また、状況が変わり待たせる期間も変更になった時は、その都度連絡を入れるのも重要です。
待たせてしまった相手に気の利いた一言が言えるようになれれば、自分の評判が下がる可能性を最小限に抑えられるでしょう。
ビジネスメールでの「お待たせして申し訳ございません」を言い換えた使用例文
「お待たせして申し訳ございません」は、以下の表現に言い換えられます。
- 大変お待たせして申し訳ございません
- お時間を頂戴し申し訳ございません
- お待たせいたしました
ビジネスシーンにおいて、謝罪の言葉のバリエーションを広げていくことはとても重要です。
ここでは、ビジネスメールで使える「お待たせして申し訳ございません」の言い換え表現を紹介します。どのようなシーンで使うのに適しているかも解説するので、状況に応じて使い分けましょう。
【例文1】「大変お待たせして申し訳ございません」
「大変お待たせして申し訳ございません」は、相手を待たせてしまった事実を深く謝罪する時に適した言葉です。
ここでの「大変」は「程度がはなはだしいさま」という意味を持ち、最初に付けることで対象の事柄の程度をより強調できます。似た表現として、「とても」「非常に」「甚(はなは)だ」などが挙げられます。
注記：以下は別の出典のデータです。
Issue #1051, opened 2020-10-23
TypeScript: Updating a subscriptions default_tax_rates is incomplete


Bene-Graham:
Node: 14.13.1
Stripe Lib: 8.116.0

The type `SubscriptionUpdateParams` has a field called `default_tax_rates` with the following comment: 

```
The tax rates that will apply to any subscription item that does not have `tax_rates` set. Invoices created will have their `default_tax_rates` populated from the subscription. Pass an empty string to remove previously-defined tax rates.
```

It states to pass an empty string to remove the tax rates, which the typings don't allow.

richardm-stripe:
Hi @Bene-Graham, sorry about the confusion here. You ought to use `null` here. `stripe-node` converts null to empty string over the wire (null is a more idiomatic way of deleting something in Javascript, but Stripe's API uses URL encoding, which has no concept of null), and we generate the docstring from a source that describes the parameter from the API's perspective, not node's.

Bene-Graham:
@richardm-stripe Perfect, that worked. Thank you for your help.

PR #1052, opened 2020-10-26
Add Stripe.Emptyable type definition

richardm-stripe:
r? @suz-stripe 
cc @stripe/api-libraries 

Defines `Stripe.Emptyable<T> = null | '' | T` type. Many params in the Stripe API has a "pass empty string to unset" idiom, and stripe-node converts nulls to empty strings over the wire. Presently, the type bindings encode all of these as `T | null`, but this [is a bit confusing](https://github.com/stripe/stripe-node/issues/1051) because some of the docstrings recommend empty strings.

I think adding an "Emptyable" wrapper like this will make the meaning of these type definitions a little bit more clear, and it also gives us a single place where we can document this behavior.

In VSCode, the present mouseover looks like
image
and the new one will be this:
image

It seems like VSCode omits mention of `| null` altogether, so the new mouseover is the only one that actually communicates the emptyable nature of the field .

### DIFF
--- a/types/lib.d.ts
+++ b/types/lib.d.ts
@@ -199,7 +199,7 @@ declare module 'stripe' {
     /**
      * The Stripe API uses url-encoding for requests, and stripe-node encodes a
      * `null` param as an empty string, because there is no concept of `null`
-     * in url-encoding.
+     * in url-encoding. Both `null` and `''` behave identically.
      */
     export type Emptyable<T> = null | '' | T;
 
--- a/types/lib.d.ts
+++ b/types/lib.d.ts
@@ -196,6 +196,13 @@ declare module 'stripe' {
       autoPagingToArray(opts: {limit: number}): Promise<Array<T>>;
     }
 
+    /**
+     * The Stripe API uses url-encoding for requests, and stripe-node encodes a
+     * `null` param as an empty string, because there is no concept of `null`
+     * in url-encoding.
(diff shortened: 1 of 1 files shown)


types/lib.d.ts
```diff
@@ -196,6 +196,13 @@ declare module 'stripe' {
       autoPagingToArray(opts: {limit: number}): Promise<Array<T>>;
     }
 
+    /**
+     * The Stripe API uses url-encoding for requests, and stripe-node encodes a
+     * `null` param as an empty string, because there is no concept of `null`
+     * in url-encoding.
```
richardm-stripe, line 202:
```suggestion
    /**
     * The Stripe API uses url-encoding for requests, and stripe-node encodes a
     * `null` param as an empty string, because there is no concept of `null`
     * in url-encoding. Both `null` and `''` behave identically.
```

remi-stripe (approved):
Approving because the code is correct. I don't know much about Typescript though and I'm not sure how this will be used and whether it should be named `Empty` instead of `Emptyable` but deferring to you here. Don't hesitate to ask a review from someone familiar with TS instead

suz-stripe (approved):
I think this looks ok and don't have any strong feelings about the term `Emptyable`. After rolling alternatives around in my head, this seems like the most descriptive and specific way of putting it.

PR #1054, opened 2020-10-27
Replace object spread operator with Object.assign

jacoblee93:
This preserves Node 6 support, as the spread operator is not supported for objects until Node 8.


jacoblee93:
This was introduce in a minor version update in #1041

remi-stripe:
@jacoblee93 Since stripe-node only supports Node 8, 10 and higher as of the last major version, we likely shouldn't merge this since it'd reintroduce the assumption that we support Node 6. Does that work for you if we just close this PR?

ctrudeau-stripe:
We're closing this as we have no intention of fixing this because node6 is EOL.

PR #1057, opened 2020-10-27
Standardize on CRULD order for method definitions

richardm-stripe:
## Summary
In the typescript definitions, the order of methods has always been "create, retrieve, update, list, delete, ...customMethods". This standardizes on that order in the node resource definitions as well

## Notify
r? @ctrudeau-stripe 
cc @stripe/api-libraries


ctrudeau-stripe (approved):
LGTM

Issue #1013, opened 2020-09-22
invoices.retrieveUpcoming return type incorrect


WillSquire:
`invoices.retrieveUpcoming` returns `Stripe.Invoice`, but the upcoming invoice doesn't return an `id`. `id` should either be optional or this should be a seperate type.

richardm-stripe:
Hi @WillSquire, sorry for the slow response here.

We experimented with adding a separate type for "UpcomingInvoice", but unfortunately this is a little bit unwieldy. We don't want to change the type of id to optional, either, because in most cases id is not optional, and that would cause a lot of users to have to do an extra type refinement. I think the right thing to do would be to use the "Omit" utility type in the return value of the method (https://www.typescriptlang.org/docs/handbook/utility-types.html#omittype-keys), but unfortunately it will take a little bit of work to add the ability to express this in our code generation infrastructure. I'm labeling this as "future".

richardm-stripe:
Fixed in #1629, released in https://github.com/stripe/stripe-node/releases/tag/v11.2.0

PR #1060, opened 2020-11-04
Create 'UpcomingInvoice' type

richardm-stripe:
Establishes a more accurate type for the return of `Invoice.retrieveUpcoming`.
Fixes https://github.com/stripe/stripe-node/issues/1013


richardm-stripe:
Closing, I think we are going to favor a more robust solution that results simply in marking "id" as nullable on a regular invoice.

「待たせてしまい大変(非常に)申し訳なく思っている」旨を丁重に伝えたいシーンにぴったりです。
また、先に相手から待たされていることを主張された場合、「大変お待たせして申し訳ございません」はなるべく文の最初に入れて、先に謝罪の気持ちを強く示すのもおすすめです。
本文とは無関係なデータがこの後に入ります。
PR #479, opened 2024-02-20
{2023.06}[foss/2023b] WSClean 3.4 + DP3 6.0

t1mk1k:
Adding WSClean and DP3 to software.eessi.io.

Including the AOFlagger dependency because of previous issues with an older Lua version in the compat layer.

PR #493, opened 2024-03-08
Allow for open PRs when checking missing installations in build script

ocaisa:
As mentioned in #479 , with the changes we've made to checking for missing installations the errors from the bot are cryptic when a referenced PR is not merged in EasyBuild. This PR allows for open PRs during the build, but still fails them in GitHub Actions (with a bit more helpful text).

### DIFF
--- a/EESSI-install-software.sh
+++ b/EESSI-install-software.sh
@@ -237,7 +237,7 @@ else
                 copy_build_log "${eb_last_log}" "${build_logs_dir}"
             fi
     
-            $TOPDIR/check_missing_installations.sh ${TOPDIR}/${easystack_file}
+            $TOPDIR/check_missing_installations.sh ${TOPDIR}/${easystack_file} ${TOPDIR}/${pr_diff}
         else
             fatal_error "Easystack file ${easystack_file} not found!"
         fi
--- a/check_missing_installations.sh
+++ b/check_missing_installations.sh
@@ -10,8 +10,15 @@
 
 TOPDIR=$(dirname $(realpath $0))
 
-if [ $# -ne 1 ]; then
-    echo "ERROR: Usage: $0 <path to easystack file>" >&2
+if [ "$#" -eq 1 ]; then
+    true
+elif [ "$#" -eq 2 ]; then
+    echo "Using $2 to give create exceptions for PR filtering of easystack"
+    # Find lines that are added and use from-pr, make them unique, grab the
+    # PR numbers and use them to construct something we can use within awk
+    pr_exceptions=$(grep ^+ $2 | grep from-pr | uniq | awk '{print $3}' | xargs -i echo " || /'{}'/")
+else
+    echo "ERROR: Usage: $0 <path to easystack file> (<optional path to PR diff>)" >&2
     exit 1
 fi
 easystack=$1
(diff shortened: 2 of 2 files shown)


casparvl (commented):
I've tried this interactively using an EasyStack file containing:
```
easyconfigs:
  - GCC-13.2.0.eb
  - foss-2023b.eb
  - SciPy-bundle-2023.11-gfbf-2023b.eb
  - netCDF-4.9.2-gompi-2023b.eb:
      options:
        from-pr: 19534
  - matplotlib-3.8.2-gfbf-2023b.eb:
      options:
        from-pr: 19552
  - CDO-2.2.2-gompi-2023b.eb:
      options:
        from-pr: 19792
  - CFITSIO-4.3.1-GCCcore-13.2.0.eb:
      options:
        from-pr: 19840
```
I downloaded `wget https://github.com/EESSI/software-layer/pull/479.diff` to get a diff that would create an exception for `CFITSIO`.

Then, I ran 
```
./check_missing_installations.sh easystacks/software.eessi.io/2023.06/eessi-2023.06-eb-4.9.0-2023b.yml 479.diff
```
interactively. That resulted in a succesful run, i.e. it _did not_ print anything with the message `(are you sure all PRs referenced have been merged in EasyBuild?)`.

I'm not sure if this was your intention?

Also, you mentioned that this will fail in Github Actions, but I don't see any change to the github CI. It also made me think: that might be too late, as we do the `deploy` even when github CI is failing (we are used to it, since one of the CI checks is 'was this PR deployed' for every architecture).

さらに、長時間相手を待たせてしまった場合は「大変長らくお待たせしました」とすることで、長い時間待たせてしまったことに対する遺憾の意も示せます。
ここでは、上司からプロジェクトの進捗報告の催促メールが来た時の返信メールの例文を紹介します。
- 参考
- 〇〇部長
お疲れ様です。△△です。
大変お待たせして申し訳ございません。
●●のプロジェクトの進捗状況を報告いたします。
現在の進捗状況は以下の通りです。
{略}
ご確認のほどよろしくお願いいたします。
【例文2】「お時間を頂戴し申し訳ございません」
「お時間を頂戴し申し訳ございません」は、相手に時間をいただいている状況を謝罪する時によく使われるフレーズです。
「相手の貴重な時間をいただく=相手を待たせる」という意味も含まれるため、謝罪の気持ちを表すのと同時に、時間をもらっていることに対する敬意も示せます。
ちなみに、「お時間を要して」は「お時間を頂戴し」と同じような意味を持ちますが、「要して(要する)」自体は敬意を表す言葉ではありません。「お時間を頂戴して~」の「頂戴」は「もらう」「受け取る」の謙譲語のため、「お時間を要して」より丁寧でかしこまった印象になります。
待たせてしまうのが確定した時点で「お時間を頂戴し申し訳ございません」や「お時間をいただき申し訳ございません」などを使えば、相手に最大限の謝罪と敬意を伝えられるでしょう。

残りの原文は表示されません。